Collected data entries

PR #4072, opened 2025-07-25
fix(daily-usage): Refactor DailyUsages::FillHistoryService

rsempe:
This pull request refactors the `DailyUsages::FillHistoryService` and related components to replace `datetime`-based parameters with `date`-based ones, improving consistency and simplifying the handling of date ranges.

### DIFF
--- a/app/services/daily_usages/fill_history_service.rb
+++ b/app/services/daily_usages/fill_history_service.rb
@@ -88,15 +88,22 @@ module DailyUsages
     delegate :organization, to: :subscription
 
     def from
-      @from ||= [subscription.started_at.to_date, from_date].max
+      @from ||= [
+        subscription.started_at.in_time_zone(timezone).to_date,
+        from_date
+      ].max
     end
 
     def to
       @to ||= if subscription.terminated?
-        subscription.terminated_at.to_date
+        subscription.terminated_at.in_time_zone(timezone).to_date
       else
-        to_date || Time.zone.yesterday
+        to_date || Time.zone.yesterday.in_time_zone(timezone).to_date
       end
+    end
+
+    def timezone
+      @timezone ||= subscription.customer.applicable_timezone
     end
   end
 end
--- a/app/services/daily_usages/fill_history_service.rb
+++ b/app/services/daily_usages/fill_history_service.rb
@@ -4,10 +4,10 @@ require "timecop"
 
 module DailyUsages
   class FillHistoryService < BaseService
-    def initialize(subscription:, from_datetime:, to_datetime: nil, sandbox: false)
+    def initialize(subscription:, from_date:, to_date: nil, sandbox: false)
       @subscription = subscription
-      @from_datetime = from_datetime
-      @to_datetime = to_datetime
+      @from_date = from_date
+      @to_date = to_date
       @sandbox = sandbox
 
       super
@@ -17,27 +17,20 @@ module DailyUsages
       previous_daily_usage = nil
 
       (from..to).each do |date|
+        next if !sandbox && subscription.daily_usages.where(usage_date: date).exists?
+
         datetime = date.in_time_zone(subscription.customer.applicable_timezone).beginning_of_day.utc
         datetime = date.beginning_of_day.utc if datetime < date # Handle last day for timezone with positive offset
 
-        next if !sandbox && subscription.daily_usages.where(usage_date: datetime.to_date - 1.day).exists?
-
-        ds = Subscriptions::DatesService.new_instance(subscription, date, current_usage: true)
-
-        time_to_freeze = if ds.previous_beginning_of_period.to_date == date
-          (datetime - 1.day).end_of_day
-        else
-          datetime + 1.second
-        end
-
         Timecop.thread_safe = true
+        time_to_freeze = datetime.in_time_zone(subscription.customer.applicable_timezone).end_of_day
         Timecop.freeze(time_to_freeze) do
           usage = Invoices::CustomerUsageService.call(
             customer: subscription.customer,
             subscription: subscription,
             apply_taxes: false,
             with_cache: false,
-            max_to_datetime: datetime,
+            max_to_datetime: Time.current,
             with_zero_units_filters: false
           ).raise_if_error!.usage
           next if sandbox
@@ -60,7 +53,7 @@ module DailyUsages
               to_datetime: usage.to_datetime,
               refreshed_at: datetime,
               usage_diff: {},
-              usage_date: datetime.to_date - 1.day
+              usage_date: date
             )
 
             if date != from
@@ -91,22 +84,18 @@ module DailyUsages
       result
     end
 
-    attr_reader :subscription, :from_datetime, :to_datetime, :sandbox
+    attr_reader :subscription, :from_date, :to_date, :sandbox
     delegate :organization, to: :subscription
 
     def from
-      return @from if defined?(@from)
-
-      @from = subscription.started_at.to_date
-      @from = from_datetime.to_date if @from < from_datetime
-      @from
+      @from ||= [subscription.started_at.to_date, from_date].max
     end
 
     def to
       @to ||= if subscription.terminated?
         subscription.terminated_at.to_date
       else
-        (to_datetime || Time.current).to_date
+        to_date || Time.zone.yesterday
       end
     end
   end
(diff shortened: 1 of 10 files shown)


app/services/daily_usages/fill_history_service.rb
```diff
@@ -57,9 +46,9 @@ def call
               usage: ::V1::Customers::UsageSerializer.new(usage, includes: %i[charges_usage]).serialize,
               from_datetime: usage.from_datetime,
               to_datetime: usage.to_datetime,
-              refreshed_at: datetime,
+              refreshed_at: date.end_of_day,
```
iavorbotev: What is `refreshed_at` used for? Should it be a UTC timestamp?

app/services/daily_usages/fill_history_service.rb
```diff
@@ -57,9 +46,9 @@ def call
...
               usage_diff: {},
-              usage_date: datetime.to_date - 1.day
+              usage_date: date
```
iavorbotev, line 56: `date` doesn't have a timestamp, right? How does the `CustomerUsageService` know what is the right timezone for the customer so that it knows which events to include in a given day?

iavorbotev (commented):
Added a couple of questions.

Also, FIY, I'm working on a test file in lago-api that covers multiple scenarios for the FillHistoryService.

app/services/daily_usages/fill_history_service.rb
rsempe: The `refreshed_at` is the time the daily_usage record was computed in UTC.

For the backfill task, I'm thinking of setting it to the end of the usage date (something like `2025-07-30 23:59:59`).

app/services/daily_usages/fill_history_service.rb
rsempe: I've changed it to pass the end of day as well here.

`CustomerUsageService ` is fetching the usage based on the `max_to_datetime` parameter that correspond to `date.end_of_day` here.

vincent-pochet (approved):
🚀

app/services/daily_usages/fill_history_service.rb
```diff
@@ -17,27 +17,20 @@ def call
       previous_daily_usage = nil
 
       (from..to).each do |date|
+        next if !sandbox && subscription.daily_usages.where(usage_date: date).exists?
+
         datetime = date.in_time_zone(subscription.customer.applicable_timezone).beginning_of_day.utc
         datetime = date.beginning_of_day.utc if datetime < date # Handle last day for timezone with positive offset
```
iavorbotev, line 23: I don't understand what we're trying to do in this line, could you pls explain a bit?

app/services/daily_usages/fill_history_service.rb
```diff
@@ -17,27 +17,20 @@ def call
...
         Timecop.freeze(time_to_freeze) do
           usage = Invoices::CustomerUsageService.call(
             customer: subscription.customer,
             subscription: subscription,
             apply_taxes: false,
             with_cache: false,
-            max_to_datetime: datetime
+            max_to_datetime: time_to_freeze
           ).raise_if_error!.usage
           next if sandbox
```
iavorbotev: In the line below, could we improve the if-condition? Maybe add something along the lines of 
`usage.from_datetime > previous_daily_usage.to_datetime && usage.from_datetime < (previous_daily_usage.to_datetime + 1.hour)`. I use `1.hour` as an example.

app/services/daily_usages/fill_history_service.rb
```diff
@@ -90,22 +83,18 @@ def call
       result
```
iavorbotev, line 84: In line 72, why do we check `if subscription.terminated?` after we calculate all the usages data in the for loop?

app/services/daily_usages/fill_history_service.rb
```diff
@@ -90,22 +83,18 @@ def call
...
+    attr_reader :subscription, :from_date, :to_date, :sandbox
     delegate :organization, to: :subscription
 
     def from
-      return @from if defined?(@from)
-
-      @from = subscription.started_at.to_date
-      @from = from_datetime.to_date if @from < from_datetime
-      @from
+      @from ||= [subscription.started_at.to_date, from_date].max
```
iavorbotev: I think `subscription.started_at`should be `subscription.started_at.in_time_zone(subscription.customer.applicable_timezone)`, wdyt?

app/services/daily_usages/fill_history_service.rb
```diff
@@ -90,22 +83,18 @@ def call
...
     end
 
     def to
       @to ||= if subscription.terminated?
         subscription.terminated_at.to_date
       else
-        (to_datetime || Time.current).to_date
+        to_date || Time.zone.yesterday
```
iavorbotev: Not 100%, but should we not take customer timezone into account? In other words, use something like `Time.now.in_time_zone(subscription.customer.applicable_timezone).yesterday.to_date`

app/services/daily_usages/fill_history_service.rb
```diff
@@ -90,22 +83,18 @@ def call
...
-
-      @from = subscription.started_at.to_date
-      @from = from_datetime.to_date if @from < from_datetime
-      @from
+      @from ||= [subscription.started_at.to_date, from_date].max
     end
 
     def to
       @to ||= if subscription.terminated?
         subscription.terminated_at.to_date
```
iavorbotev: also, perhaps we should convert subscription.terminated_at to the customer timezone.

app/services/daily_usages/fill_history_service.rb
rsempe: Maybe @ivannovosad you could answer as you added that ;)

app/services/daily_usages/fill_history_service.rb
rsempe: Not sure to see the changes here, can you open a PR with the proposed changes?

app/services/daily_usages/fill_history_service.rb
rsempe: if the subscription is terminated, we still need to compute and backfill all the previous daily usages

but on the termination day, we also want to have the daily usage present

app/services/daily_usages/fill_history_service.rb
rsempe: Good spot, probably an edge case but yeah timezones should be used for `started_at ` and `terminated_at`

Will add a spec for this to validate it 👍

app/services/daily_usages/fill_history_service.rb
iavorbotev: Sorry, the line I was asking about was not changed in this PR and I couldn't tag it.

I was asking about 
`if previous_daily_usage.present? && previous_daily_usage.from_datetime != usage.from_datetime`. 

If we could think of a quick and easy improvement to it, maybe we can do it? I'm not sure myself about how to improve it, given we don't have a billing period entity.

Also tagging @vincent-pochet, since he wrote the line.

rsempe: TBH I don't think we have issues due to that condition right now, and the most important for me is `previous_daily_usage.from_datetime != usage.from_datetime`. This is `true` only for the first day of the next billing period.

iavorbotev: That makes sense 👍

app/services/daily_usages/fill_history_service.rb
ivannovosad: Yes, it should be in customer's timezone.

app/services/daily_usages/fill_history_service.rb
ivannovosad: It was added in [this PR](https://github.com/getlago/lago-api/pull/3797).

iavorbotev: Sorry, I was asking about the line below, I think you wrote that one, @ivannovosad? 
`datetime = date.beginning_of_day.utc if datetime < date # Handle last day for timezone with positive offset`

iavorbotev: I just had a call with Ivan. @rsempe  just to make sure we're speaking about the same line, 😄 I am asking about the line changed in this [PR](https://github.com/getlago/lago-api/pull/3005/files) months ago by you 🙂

* * *

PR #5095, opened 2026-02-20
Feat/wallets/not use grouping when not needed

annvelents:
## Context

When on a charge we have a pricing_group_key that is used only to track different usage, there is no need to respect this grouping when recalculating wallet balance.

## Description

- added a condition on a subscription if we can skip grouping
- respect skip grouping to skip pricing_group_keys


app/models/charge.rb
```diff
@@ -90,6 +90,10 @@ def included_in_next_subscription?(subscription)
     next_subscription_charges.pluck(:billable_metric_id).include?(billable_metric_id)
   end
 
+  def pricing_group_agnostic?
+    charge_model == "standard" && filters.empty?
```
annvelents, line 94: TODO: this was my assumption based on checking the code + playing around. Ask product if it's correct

TASK STATEMENT: Copy out each line of the data in which the word "vincent" appears.

ANSWER TO THE PROBLEM:
vincent-pochet (approved):
Also tagging @vincent-pochet, since he wrote the line.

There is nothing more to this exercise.